[[ DATA SECTION, beginning ]]

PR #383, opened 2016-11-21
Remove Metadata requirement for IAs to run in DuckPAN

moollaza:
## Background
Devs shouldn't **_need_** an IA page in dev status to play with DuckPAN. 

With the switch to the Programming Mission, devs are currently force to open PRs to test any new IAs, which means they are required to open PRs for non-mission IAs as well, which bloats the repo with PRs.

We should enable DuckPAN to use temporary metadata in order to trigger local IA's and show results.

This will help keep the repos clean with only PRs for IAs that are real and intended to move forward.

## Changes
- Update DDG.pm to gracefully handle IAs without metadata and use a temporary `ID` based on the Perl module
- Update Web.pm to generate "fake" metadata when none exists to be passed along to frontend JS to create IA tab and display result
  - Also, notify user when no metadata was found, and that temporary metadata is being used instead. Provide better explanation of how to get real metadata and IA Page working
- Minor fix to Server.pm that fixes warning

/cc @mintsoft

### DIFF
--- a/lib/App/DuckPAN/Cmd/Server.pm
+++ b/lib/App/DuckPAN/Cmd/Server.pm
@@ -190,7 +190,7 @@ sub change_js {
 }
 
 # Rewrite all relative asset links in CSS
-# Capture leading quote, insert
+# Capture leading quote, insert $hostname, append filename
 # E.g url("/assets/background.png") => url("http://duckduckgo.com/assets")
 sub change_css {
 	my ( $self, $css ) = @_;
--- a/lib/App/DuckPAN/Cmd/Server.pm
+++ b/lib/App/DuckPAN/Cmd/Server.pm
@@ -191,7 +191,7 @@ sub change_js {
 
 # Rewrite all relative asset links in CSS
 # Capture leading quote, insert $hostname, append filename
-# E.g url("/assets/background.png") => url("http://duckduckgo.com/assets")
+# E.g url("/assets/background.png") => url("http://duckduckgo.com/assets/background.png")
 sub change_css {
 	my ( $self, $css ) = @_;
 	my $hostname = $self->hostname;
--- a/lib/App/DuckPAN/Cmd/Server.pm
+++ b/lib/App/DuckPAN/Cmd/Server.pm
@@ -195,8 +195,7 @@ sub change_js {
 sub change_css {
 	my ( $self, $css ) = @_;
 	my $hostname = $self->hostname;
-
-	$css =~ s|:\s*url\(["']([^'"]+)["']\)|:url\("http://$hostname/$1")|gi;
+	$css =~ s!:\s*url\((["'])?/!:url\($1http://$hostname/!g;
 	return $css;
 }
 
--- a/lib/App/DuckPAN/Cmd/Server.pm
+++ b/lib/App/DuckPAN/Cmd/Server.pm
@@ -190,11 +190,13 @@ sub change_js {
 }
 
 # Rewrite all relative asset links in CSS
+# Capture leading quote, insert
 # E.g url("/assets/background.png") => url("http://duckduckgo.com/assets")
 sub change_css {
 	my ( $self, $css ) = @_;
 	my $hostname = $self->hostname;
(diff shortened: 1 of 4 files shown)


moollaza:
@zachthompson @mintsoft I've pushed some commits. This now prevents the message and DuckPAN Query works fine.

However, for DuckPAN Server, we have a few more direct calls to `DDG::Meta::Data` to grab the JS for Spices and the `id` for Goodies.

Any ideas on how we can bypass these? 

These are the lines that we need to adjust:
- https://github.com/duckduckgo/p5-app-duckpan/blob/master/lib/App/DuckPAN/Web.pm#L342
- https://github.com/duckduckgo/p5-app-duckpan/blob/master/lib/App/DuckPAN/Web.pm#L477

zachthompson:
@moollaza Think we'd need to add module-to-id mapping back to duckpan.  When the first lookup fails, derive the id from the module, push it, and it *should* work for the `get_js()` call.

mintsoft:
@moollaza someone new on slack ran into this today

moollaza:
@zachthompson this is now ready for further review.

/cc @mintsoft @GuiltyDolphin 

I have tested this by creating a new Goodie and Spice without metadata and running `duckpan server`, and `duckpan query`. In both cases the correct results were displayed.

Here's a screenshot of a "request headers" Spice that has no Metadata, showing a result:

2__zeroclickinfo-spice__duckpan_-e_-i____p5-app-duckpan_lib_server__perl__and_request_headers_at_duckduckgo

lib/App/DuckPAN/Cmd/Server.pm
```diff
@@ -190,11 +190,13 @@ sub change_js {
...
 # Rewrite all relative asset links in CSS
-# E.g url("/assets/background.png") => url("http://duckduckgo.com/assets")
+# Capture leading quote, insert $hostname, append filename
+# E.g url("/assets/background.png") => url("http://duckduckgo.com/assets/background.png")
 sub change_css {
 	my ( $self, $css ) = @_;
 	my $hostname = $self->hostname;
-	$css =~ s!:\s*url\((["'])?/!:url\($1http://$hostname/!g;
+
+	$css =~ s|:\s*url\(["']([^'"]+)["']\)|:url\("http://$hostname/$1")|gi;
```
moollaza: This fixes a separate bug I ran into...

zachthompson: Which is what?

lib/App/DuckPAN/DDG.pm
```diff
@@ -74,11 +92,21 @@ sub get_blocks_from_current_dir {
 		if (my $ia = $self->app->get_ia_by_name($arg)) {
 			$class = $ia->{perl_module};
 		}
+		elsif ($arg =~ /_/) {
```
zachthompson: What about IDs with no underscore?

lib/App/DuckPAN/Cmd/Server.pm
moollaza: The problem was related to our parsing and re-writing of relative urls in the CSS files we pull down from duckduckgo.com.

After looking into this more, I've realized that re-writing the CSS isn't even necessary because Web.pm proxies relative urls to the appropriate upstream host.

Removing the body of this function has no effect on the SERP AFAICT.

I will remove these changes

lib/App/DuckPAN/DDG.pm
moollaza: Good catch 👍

[[ DATA SECTION, end ]]

**BRIEF**: What you return should be the lines from the start of the data through the line with "Devs shouldn't **_need_**", quoted exactly and nothing more.

**OUTPUT BELOW**:
PR #383, opened 2016-11-21
Remove Metadata requirement for IAs to run in DuckPAN

moollaza:
## Background
Devs shouldn't **_need_** an IA page in dev status to play with DuckPAN. 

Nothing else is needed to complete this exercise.